--- START ---

PR #1515, opened 2024-09-11
MPRIS: Restructuring and cleanup

### LINKED ISSUE #1514: MPRIS behavior is inconsistent
The mpris "status reports" emitted by ncspot are a bit inconsistent and sometimes redundant.
For example, 'Metadata' and 'PlaybackStatus' reports are one and the same and both being emitted
upon any change to the player's internal state.
The expected behavior would be a clear separation of those events ('Metadata' being sent upon song changes, etc.).

While the current implementation may technically function for most software, it's lack of clearly separate events might prevent software to work properly with ncspot.

I've opened a PR that addresses these issues, in a way that I considered to be "expected" 

**Additional context**
See my PR for additional notes.

haruInDisguise:
## Describe your changes

My pr addresses some of the inconsistencies in ncspot's mpris
implementation. While the previous logic is technically good enough, it
is inflexible and reports redundant information.
I've tried to address those issues to make it easier for software, that processes mpris events in
some way, to accurately react to player updates.

- 'Metadata' and 'Playback' updates have been separated into their own
  command
- Mpris commands are only emitted from within spotify.rs
- Some parts of the application creation logic has been
  restructured to allow for mpris events to be emitted upon startup
    - The initial song loading code has been moved from 'Queue::new'
      into 'Application::new'.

--- END ---

◆ Work to be completed
The lines to show are those in the data above that include "software".

◆ Expected answer
While the current implementation may technically function for most software, it's lack of clearly separate events might prevent software to work properly with ncspot.
I've tried to address those issues to make it easier for software, that processes mpris events in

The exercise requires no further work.